*WHAT YOU SHOULD DO*:
Among the entries below, find the line with "Yes there are", then quote it and each following line up to and including the line with "### LINKED ISSUE", and nothing else.

*** TASK INPUTS ***

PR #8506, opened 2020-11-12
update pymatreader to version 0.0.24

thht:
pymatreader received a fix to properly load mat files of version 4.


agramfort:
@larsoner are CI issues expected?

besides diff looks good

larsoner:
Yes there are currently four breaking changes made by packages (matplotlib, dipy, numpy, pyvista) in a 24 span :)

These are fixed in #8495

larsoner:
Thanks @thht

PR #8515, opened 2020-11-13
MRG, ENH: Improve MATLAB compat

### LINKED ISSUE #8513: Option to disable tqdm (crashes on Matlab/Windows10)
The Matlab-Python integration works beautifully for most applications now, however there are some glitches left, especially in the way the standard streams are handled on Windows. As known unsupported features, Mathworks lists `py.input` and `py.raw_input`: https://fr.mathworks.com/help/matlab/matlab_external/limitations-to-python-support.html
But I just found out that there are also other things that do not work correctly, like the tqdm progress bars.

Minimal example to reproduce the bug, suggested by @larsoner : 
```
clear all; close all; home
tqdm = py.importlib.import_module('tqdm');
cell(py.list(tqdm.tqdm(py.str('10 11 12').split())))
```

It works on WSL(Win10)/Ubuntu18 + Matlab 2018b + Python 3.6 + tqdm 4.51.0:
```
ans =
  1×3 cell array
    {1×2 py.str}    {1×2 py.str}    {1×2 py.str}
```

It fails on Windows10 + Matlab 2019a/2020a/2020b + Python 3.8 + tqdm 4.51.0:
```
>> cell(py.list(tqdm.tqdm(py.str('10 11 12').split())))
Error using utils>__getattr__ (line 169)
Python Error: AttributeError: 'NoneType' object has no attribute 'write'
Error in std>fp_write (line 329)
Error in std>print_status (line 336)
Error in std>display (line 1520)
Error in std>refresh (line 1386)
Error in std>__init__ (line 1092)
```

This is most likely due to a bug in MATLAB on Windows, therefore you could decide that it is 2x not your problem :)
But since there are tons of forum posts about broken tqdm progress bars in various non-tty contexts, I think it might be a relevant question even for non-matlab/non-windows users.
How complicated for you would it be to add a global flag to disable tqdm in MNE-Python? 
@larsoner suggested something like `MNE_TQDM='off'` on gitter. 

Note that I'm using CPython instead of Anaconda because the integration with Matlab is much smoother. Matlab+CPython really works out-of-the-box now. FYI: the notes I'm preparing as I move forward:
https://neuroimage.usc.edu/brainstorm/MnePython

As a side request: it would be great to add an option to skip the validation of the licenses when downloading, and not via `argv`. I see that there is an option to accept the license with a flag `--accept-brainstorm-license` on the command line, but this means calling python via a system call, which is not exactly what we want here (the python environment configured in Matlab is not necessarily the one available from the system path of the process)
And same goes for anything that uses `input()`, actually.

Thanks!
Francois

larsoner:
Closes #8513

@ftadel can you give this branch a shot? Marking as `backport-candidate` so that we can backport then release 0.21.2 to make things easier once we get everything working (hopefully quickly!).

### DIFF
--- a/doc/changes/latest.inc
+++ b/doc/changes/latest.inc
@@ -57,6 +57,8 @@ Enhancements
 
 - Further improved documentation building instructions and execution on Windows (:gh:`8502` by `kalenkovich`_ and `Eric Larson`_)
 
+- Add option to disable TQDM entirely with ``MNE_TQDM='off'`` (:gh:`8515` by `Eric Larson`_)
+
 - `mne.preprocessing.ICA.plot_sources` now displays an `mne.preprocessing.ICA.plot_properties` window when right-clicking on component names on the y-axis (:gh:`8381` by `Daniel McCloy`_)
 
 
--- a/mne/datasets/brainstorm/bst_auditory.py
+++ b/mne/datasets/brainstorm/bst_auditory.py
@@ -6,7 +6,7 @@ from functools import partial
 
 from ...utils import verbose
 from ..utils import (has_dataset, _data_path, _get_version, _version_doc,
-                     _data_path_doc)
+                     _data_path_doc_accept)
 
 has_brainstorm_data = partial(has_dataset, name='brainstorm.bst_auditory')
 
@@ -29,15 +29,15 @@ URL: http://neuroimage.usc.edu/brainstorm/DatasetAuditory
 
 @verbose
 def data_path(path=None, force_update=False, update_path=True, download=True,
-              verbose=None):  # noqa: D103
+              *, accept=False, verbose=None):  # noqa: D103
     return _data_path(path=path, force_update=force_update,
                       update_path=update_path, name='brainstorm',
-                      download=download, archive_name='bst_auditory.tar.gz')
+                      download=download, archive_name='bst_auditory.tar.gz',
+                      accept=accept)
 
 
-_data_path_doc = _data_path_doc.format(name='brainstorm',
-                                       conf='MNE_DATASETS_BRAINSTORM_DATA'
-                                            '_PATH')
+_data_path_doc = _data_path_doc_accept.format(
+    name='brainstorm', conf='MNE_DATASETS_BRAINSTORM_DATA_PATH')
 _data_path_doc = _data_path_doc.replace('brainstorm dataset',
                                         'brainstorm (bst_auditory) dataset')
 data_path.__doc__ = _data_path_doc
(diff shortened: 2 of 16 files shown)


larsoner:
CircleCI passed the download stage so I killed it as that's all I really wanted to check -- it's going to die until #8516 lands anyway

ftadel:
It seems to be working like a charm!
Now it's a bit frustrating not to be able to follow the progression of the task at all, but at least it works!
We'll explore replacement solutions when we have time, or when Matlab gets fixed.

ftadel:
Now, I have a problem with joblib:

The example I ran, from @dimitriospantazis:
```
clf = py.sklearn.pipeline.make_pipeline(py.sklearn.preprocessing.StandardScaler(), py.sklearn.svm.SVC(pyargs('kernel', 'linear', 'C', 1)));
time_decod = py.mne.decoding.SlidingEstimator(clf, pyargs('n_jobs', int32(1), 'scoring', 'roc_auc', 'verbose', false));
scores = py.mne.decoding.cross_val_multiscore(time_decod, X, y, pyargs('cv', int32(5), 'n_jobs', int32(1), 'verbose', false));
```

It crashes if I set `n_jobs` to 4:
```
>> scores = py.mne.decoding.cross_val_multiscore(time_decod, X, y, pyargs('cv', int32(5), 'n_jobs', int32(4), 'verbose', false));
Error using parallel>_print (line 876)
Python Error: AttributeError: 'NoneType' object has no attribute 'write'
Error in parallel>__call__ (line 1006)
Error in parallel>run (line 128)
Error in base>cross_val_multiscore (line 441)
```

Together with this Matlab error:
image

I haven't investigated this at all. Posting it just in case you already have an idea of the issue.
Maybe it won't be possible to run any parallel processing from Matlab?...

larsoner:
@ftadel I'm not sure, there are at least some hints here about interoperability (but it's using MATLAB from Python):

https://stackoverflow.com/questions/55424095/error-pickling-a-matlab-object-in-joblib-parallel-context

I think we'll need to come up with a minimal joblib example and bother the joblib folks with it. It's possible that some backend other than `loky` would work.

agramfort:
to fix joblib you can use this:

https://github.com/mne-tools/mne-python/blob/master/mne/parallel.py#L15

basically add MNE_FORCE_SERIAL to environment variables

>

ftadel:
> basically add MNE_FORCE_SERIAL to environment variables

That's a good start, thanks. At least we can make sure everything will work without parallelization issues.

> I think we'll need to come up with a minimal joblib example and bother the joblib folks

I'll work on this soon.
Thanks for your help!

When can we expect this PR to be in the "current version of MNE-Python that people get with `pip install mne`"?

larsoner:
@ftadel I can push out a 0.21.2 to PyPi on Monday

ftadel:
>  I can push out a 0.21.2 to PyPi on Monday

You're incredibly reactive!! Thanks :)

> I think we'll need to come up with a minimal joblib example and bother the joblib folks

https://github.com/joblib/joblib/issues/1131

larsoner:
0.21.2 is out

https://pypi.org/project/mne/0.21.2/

*** End of TASK INPUTS ***

*WRITTEN ANSWER*:
Yes there are currently four breaking changes made by packages (matplotlib, dipy, numpy, pyvista) in a 24 span :)

These are fixed in #8495

larsoner:
Thanks @thht

PR #8515, opened 2020-11-13
MRG, ENH: Improve MATLAB compat

### LINKED ISSUE #8513: Option to disable tqdm (crashes on Matlab/Windows10)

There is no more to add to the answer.